On the third day of the Chicago teachers strike, both sides are still said to be far apart as contract talks resume Wednesday morning. Derrick Rose and US Secretary of Education Arne Duncan have even weighed in on the walk-off.
Chicago Teachers Union President Karen Lewis said the union and school board are miles apart on issues of contention, like teacher evaluations, resources for kids living in a violent city and "recall rights."
CTU Vice President Jesse Sharkey said the district has put forth a comprehensive proposal that covers all the issues outstanding between the two sides. He said district officials said they expect a counter proposal from the union when they resume negotiations.
Sharkey said the union moved more Tuesday in the direction of getting to an agreement than the district did. He said negotiations have been an exhausting project, but the union will keep fighting to reach a fair agreement.
The CTU said it has signed off on only six of the 49 articles in a new contract.
WHAT ARE RECALL RIGHTS?
The Chicago Tribune reports that Mayor Rahm Emanuel is considering plans to close between 80 and 120 schools on the city's south and west sides.
The report cites an unnamed source.
School closings are why striking teachers are demanding "recall rights," which give laid-off teachers priority in hiring at other schools.
A spokeswoman for the mayor and one for CPS, said there is no truth to the report.
STRIKE FERVOR CALLS CONDUCT INTO QUESTION
There are more signs the contract fight is personal - besides the anti-Emanuel signs teachers have been hoisting all week. The new personality fight is about the tone teachers have taken.
The head of the Chicago School Board was offended that the Lewis called negotiations "silly," and he said teachers at a rally at Buckingham Fountain were told to party.
Board of Education President David Vitale questioned the union's seriousness about finding a solution.
"They were told to keep going and have a party and have fun," Vitale said, "while 400,000 kids are out of school. This is not the behavior of a group of people about a group of people that are serious about the interests of our children."
"I do think our members are very concerned," Lewis said. "But they also want to express their frustrations. There are a lot of problems that people don't want to talk about, [like working conditions. They're] feeling extremely vulnerable in this environment and it's a problem."

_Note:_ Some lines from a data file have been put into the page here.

Issue #416, opened 2024-05-07
Link selecting of layer in layer manager with driving layer


ameraner:
**Problem**
During user testing, it was noticed that the current setup and combination of Layer Manager and Driving Layer box is not very intuitive and user friendly; In fact, these are currently completely unlinked, so that a user needs to actively manipulate both to see the wished information. 
However, a novel user intuitively expects, after having clicked on a layer in the Layer Manager, to see the according time steps also in the Timeline Manager. This does not happen per default, since the according item needs to be additionally selected in the Driving Layer box.

**Proposal**
To improve the intuitiveness of this, I would suggest to link the action of selecting a Layer in the Layer Manager with the automatic selection of the according item in the Driving Layer box. 

To maintain the current flexibility, the other way around should not apply; although we could consider going further with this and get rid of the driving layer manager alltogether and command the timeline via the Layer Manager, for simplicty. I cannot think of a drawback of this at this time...

PR #453, opened 2025-06-04
New feature 416

AnaVukasinovic:
This pull request refers to the implementation of a new feature for linking the Layer Manager and the Driving Layer box  https://github.com/ssec/sift/issues/416 :

1. They are initially connected (the same layer is shown in both by default)
2. When a layer is selected in the Layer Manager, that same layer becomes selected in the Driving Layer box. 
3. This functionality also works when adding new layers to the Layer Manager, as well as when adding Algebraic and Composite layers (once they become dynamic, of course).

The other way around is not applied, as stated in the feature request itself, in order to preserve flexibility. That is, when a layer is selected in the Driving Layer box, it is not automatically selected in the Layer Manager.


ameraner:
Looks and works great, thanks!
See new "Link to Selected Layer" checkbox below the driving layer dropdown:
image

PR #455, opened 2025-07-04
Reimplement equalizer view

### LINKED ISSUE #361: Revive "equalizer view"
I thought I had an issue for this already, but can't find it so here we go...

### Removal and old behavior

During EUMETSAT development the layer list was rewritten and the "equalizer view" of each layer was removed due to the complexity and user experience issues that were run into. The equalizer view is/was a visual indication in the layer list to show the value of each layer where the point probe was placed. This was indicated used a blue-ish/purple-ish bar to color the layer list row for each layer. The size/width of the bar was determined by the probed value in the range of the color limits of the layer.

### User Experience Issues

The user experience issue with this is that you could have different layers with different color limits or with similar units on completely different scales. A visualization like this could show two layers as being the "same" but with completely different values being probed. For example, a temperature difference field and a top-of-atmosphere BT layer. Or a sea surface temperature and a TOA BT layer. They may both be showing Kelvin or Celsius but could be on different scales and their "bars" appear to show them at the same value.

This wasn't exactly a problem for old SIFT because UW/CIMSS/SSEC training focused on the Level 1B products and took the "lazy" approach that all BT bands had the same color limits and Visible bands had the same color limits. So two bars at the same position were probably showing the same temperature on the same scale. Worst case you were looking at a visible albedo (% maybe?) value and a temperature, but with these being the two primary types of products we looked at this was easy to distinguish.

SIFT now supports almost every available Satpy reader including Level 2 products, builtin Satpy composites, etc. This can easily get confusing in a simplified visualization like the equalizer view was trying to do.

### Revival

The equalizer view was used heavily by trainers using SIFT and needs to have some equivalent replacement. That is, you need to be able to place a point probe and at a glance see "this is how these layers 'respond'".

The easiest but probably not the best solution would be a new widget (similar to the region probe graphs) that looks just like the old equalizer layer list. All the UX issues, but nothing new for past users.

Another option during a brainstorming session with @rayg-ssec was to maybe display colorbars with some kind of indicator at where that probed value is in the over colors. This doesn't exactly solve the differing color limits/scales issue, but it could still be useful.

We could group layers into types and have individual equalizer bars for each product in that group. The min/max of the plots would maybe be the min/max of all the color limits for the layers in that group. If the grouping is done well then this should "just work" and be pretty obvious. Especially if there are titles for each of the groups to indicate what we're looking at. I can see training language being something like "We can see in the TOA Brightness Temperature bands that many of them have a high value, but the TOA Reflectance bands...". I have no idea if this is actually something that be encountered, but at least the grouping avoids the major issue of the mixing of unlike layers/scales.

RudiLauster:
- Implemented the equalizer bar based on range values (if available) resp. colour limits.
- Optimised the coloumn "size management" - a double click on the column border will reset to a optimal size.
- Items not readable are being provided with tool tips.
- Moved the Statistics Dock to the Layer Details as a dedicated Tab.
- Added unit tests.

closes #361

### DIFF
--- a/uwsift/__main__.py
+++ b/uwsift/__main__.py
@@ -831,6 +831,8 @@ class Main(QtWidgets.QMainWindow):
 
         self.layer_model.init_system_layers()
 
+        self.ui.treeView.resizeColumnsToContents()
+
     def _init_algebraic_pane(self):
         self.algebraic_config_pane = AlgebraicLayerConfigPane(
             self.ui, self.ui.algebraicScrollAreaWidget, self.layer_model
@@ -938,6 +940,7 @@ class Main(QtWidgets.QMainWindow):
         return engine.rootContext()
 
     def _init_arrange_panes(self):
+        self.tabifyDockWidget(self.ui.layerDetailsPaneDockWidget, self.ui.datasetStatisticsPaneDockWidget)
         self.tabifyDockWidget(self.ui.layerDetailsPaneDockWidget, self.ui.rgbConfigPaneDockWidget)
         self.tabifyDockWidget(self.ui.layerDetailsPaneDockWidget, self.ui.algebraicConfigPaneDockWidget)
 
@@ -945,11 +948,9 @@ class Main(QtWidgets.QMainWindow):
         self.ui.layerDetailsPaneDockWidget.raise_()
 
         self.ui.datasetStatisticsPaneDockWidget.show()
-        self.ui.datasetStatisticsPaneDockWidget.raise_()
-
         self.ui.areaProbePaneDockWidget.hide()
-        self.ui.algebraicConfigPaneDockWidget.hide()
         self.ui.rgbConfigPaneDockWidget.hide()
+        self.ui.algebraicConfigPaneDockWidget.hide()
 
         # refer to objectName'd entities as self.ui.objectName
         self.setAcceptDrops(True)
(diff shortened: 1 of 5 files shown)


RudiLauster:
Hello Andrea @ameraner, hello Johan @strandgren,

so, basically the Feature is implemented, but I have put it to draft since I want to find out if there are any issues that the CI will detect.

So, now the Equalizer View looks like this: 
image
image

Do you like the look & feel? If you already have anything you like to be changed, just tell me. Now I have forgotten to go through my notes in order to double check if I have  implemented all we talked about.

There are some config items that are internal and that avoid magic numbers in the code. But I have put them local to the class, is that OK? E.g. COL_WIDTH_MAX, SLIDER_MIN_VAL or SLIDER_MAX_VAL

Also, I grab the ranges as they come from the model. What we talked about, to have them from the default_colormaps.yaml I didn't touch. This seems to be not as implemented as I expexted, e.g. the entry "range" in here has been commented:

default_colormaps:
  toa_bidirectional_reflectance:
    colormap: Square Root (Vis Default)
#    range: [-1.2, 120]

RudiLauster:
Uhh .. well it does not look like that on Windows ... let me check if Windows is somewhat tolerant to a bogous initialisation ...

ameraner (approved):
Thanks for the fix, looks and works great!

PR #466, opened 2025-09-23
Split datasets and composites in Open File Wizard

### LINKED ISSUE #412: Split datasets and composites in Open File Wizard
Now that SIFT can open single datasets as well as composites, the list of products is quite crowded and a bit confusing, since the two types of products are mixed together. I would suggest to split datasets and composites, e.g. using a radio-button or toggle-switch, to switch between the list of datasets and list of composites. Selections from both lists shall be kept.

The current list of all available loadable datasets is retrieved here: https://github.com/ssec/sift/blob/ac7d4315cdf0d34a6900bb618328b087d276f312/uwsift/util/common.py#L107

The list of available composites can be retrieved with `scn.available_composite_ids()`, and the available datasets with `scn.available_dataset_ids(composites=False)`

image

Ported from EUM Gitlab issue 166

RudiLauster:
The function create_scenes now returns all, composite-only and single-only datasets


ameraner (changes requested):
Nice, thanks for this! As commented inline, we need to switch singles and composites.
Also:
- the icons do not show on my linux, for some reason: 
image
- now you're using a QComboBox, but what do you think about a QRadioButton or maybe even better a QPushButton instead, with three buttons and only one can be active? I think it would be a bit more intuitive, prominent in the UI and less clicky-scrolly to use...

RudiLauster:
Hello Andrea @ameraner 

So, I have now introduced radio buttons since push buttons didn't look "too eye catching". Also the single vs. composite bug is fixed - this was actually a logic bug in reading the list display masks for single and composite datasets.
This is how it looks now:
image

image

This is how it would look like using push buttons:
image
image
image

If you still want to have push buttons, then you could achieve that easily by replacing the lines 108ff in open_file_wizard_ui.py
```
        self.productTypeAll = QtWidgets.QRadioButton("All")
        self.productTypeSingle = QtWidgets.QRadioButton("Single")
        self.productTypeComposite = QtWidgets.QRadioButton("Composite")
```
to
```
        self.productTypeAll = QtWidgets.QPushButton("All")
        self.productTypeAll.setCheckable(True)
        self.productTypeSingle = QtWidgets.QPushButton("Single")
        self.productTypeSingle.setCheckable(True)
        self.productTypeComposite = QtWidgets.QPushButton("Composite")
        self.productTypeComposite.setCheckable(True)
```

ameraner:
https://github.com/ssec/sift/pull/466/commits/002afbb9024c3621ce539e16468446a8b7fb1425#diff-fcf4d135b50fd855e20036357f0a47cc05af9381be855fdce48925cb86191ce4 has to be reverted, I'll also probably deprecate the 3.10 tests as it's segfaulting as the 3.9 was...

ameraner (approved):
LGTM, thanks! Merging as I reverted the extra commit and the failing test is being fixed separately.

RudiLauster:
> [002afbb#diff-fcf4d135b50fd855e20036357f0a47cc05af9381be855fdce48925cb86191ce4](https://github.com/ssec/sift/commit/002afbb9024c3621ce539e16468446a8b7fb1425#diff-fcf4d135b50fd855e20036357f0a47cc05af9381be855fdce48925cb86191ce4) has to be reverted, I'll also probably deprecate the 3.10 tests as it's segfaulting as the 3.9 was...

Uhhh - I haven't noticed that this commit sneaked in. It was not planned to go into the PR as I only use it locally due to some issue with my Satpy reader setup.

Issue #411, opened 2024-05-07
Change animation button from "play" to "pause" when animation is running, and add animation speed button.


ameraner:
Currently, when an animation is running, no change in the animation buttons can be seen. This can be confusing in certain situations, e.g. when the animation speed is very low or too fast (screen update not keeping up), and the user doesn't know if the animation is running or not.

This could be improved by switching to a classic pause button || when the animation is running, or keeping the "play" button pressed until it is clicked on again.

In addition, the animation speed slider can only be changed when right-clicking the "play" button, which is not intuitive/clear to a new user. A new button or always-visible slider should be added.

Ported from EUM Gitlab issue 173.

ameraner:
Relevant piece of code: https://github.com/ssec/sift/blob/ac7d4315cdf0d34a6900bb618328b087d276f312/uwsift/__main__.py#L292-L295

PR #468, opened 2025-09-24
Refactored animation buttons and speed slider

RudiLauster:
+ animation buttons changed from unicode symbols to QT media icons, introduced pause state
+ the speed slider is now a always visible QDial with the fps shown

### DIFF
--- a/uwsift/ui/custom_widgets.py
+++ b/uwsift/ui/custom_widgets.py
@@ -1,14 +1,20 @@
 from decimal import ROUND_HALF_UP, Decimal
 
-from PyQt5.QtCore import QEvent, Qt, pyqtSignal
+from PyQt5.QtCore import QEvent, QSize, Qt, pyqtSignal
+from PyQt5.QtGui import QFont
 from PyQt5.QtWebEngineWidgets import QWebEngineView
 from PyQt5.QtWidgets import (
     QApplication,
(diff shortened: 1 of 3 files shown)


RudiLauster:
Hi Andrea @ameraner,

Is it how you imagined it? 👉 https://github.com/ssec/sift/issues/411#issuecomment-3328381871
😇

uwsift/ui/custom_widgets.py
```diff
@@ -215,3 +221,89 @@ def _round_and_count_decimals(self, value, max_decimals) -> tuple[float, int]:
...
+                # system/application font changed
+                self.update_fixed_width()
+            return super().event(event)
+
+        def update_fixed_width(self):
+            self.setFixedWidth(self.fontMetrics().boundingRect("15.0 fps").width())
+
+    _dial = None
+    _raw_minimum = 2
+    _raw_maximum = 150  # frames per 10 seconds
```
ameraner, line 309: I would set this to 100, I doubt that anyone wants to ever go above it, and this makes it a bit easier to turn the weel

ameraner (commented):
Cool, I like it! I wonder if we could make the entire icons group a bit smaller, it takes up quite a bit of vertical space now.. what do you think? And just a suggestion for the range inline.
image

PR #265, opened 2016-04-10
improved ice server filter

fippo:
**Description**
improved ice server filter. Should make apprtc work but if you could test it before merging that would be great.

### DIFF
--- a/src/js/edge/edge_shim.js
+++ b/src/js/edge/edge_shim.js
@@ -95,9 +95,10 @@ var edgeShim = {
         this.iceOptions.iceServers = config.iceServers.filter(function(server) {
           if (server && server.urls) {
             server.urls = server.urls.filter(function(url) {
-              return url.indexOf('transport=udp') !== -1;
+              return url.indexOf('turn:') === 0 &&
+                  url.indexOf('transport=udp') !== -1;
             })[0];
-            return true;
+            return !!server.urls;
           }
           return false;
         });


KaptenJansson:
LGTM

Tinet-AaronAn:
Thanks fippo for the reply, so i can not use stun? must use turn for Edge?

Tinet-AaronAn:
Micosoft msdn said that they support stun.

https://msdn.microsoft.com/zh-cn/library/mt502501(v=vs.85).aspx

fippo:
yet this still does not work and results in an InvalidAccessError:

```
var g = new RTCIceGatherer({iceServers:[{urls: "stun:stun.l.google.com:19302?transport=udp"}]})
```

Tinet-AaronAn:
hi fippo, I got this work on new RTCPeerConnection, but it dont get the correct public ip addr.
iceOptions.gatherPolicy= 'all';
iceOptions.iceServers = {urls: "stun:stun.l.google.com:19302"}; //not array but just object.

fippo:
STUN is not supported so if you just supply a STUN server no ice servers will be used and you don't get a public ip. No way around this, use a TURN server.

Tinet-AaronAn:
Thanks a lot, I have gave up run webRTC on Edge.
By the way, I use sipjs (sipjs.com) and it works on chrome very well.

PR #267, opened 2016-04-14
Edge: if mid is not defined, choose a random one

fippo:
since I saw @alvestrand merge https://github.com/w3c/webrtc-pc/pull/535 earlier today... ;-)
(wondering if that should also apply to rejected m-lines but _shrug_)


KaptenJansson:
LGTM

PR #269, opened 2016-04-15
Make a deep copy of constraints before applying any browser-specific …

jnoring:
**Description**

If we don't make a deep copy of constraints submitted to getUserMedia, then the supplied constraints are modified to that browser's desired constraint format, be they spec compliant or no.  For example, after calling getUserMedia on Chrome, constraints.audio.deviceId becomes constraints.audio.mandatory.sourceId

**Purpose**

It's a party foul to modify input arguments unless the spec mandates it.  I don't believe it does.

### DIFF
--- a/src/js/chrome/getusermedia.js
+++ b/src/js/chrome/getusermedia.js
@@ -63,14 +63,15 @@ module.exports = function() {
   };
 
   var getUserMedia_ = function(constraints, onSuccess, onError) {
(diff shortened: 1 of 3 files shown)


jnoring:
I am covered by a corporate agreement with my employer, HireVue.  Let me know if I need to supply any additional info, or sign an individual CLA.

PR #272, opened 2016-04-18
This MR could be made much more simple by changing the object to whic…

jnoring:
Simplify my previous MR based on feedback from @jan-ivar


KaptenJansson:
LGTM (I missed this too ;))

PR #276, opened 2016-04-20
bump to 1.1.0

KaptenJansson:
**Description**

**Purpose**


fippo:
since this adds safari, isn't it minor at least?

KaptenJansson:
Good point! 2nd time using npm version and did not reflect the version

NATIONAL FIGURES WEIGH IN ON CTU STRIKE
Chicago Bulls point guard Derrick Rose weighed in on the Chicago teachers strike on Twitter.
Rose tweeted this on the first day teachers walked off the job: "Hope the CPS gets a deal done soon... We need our kids in school!"
He followed-up with this tweet: "I don't like that fact that our kids are not in school and that's the only thing we have to save these kids."
Rose concluded with one last, heartfelt tweet: "I'm sitting here just thinking how sad it is that my city got to go through this. I love my city and everyone in it even my haters!"
Former Chicago Public Schools CEO and U.S. Secretary of Education Arne Duncan issued a statement on the teacher's strike Wednesday:
"I hope that the parties will come together to settle this quickly and get our kids back in the classroom. I'm confident that both sides have the best interests of the students at heart, and that they can collaborate at the bargaining table to reach a solution that puts kids first."
Duncan was chief of CPS from 2001 to 2008.
JANITORS MAY STRIKE
Custodians who work at the schools may join the strike at the end of the week.
Their union has told its 1,500 janitors that they can honor the teacher picket lines if they like. The union said it's an individual choice, which is up to each worker.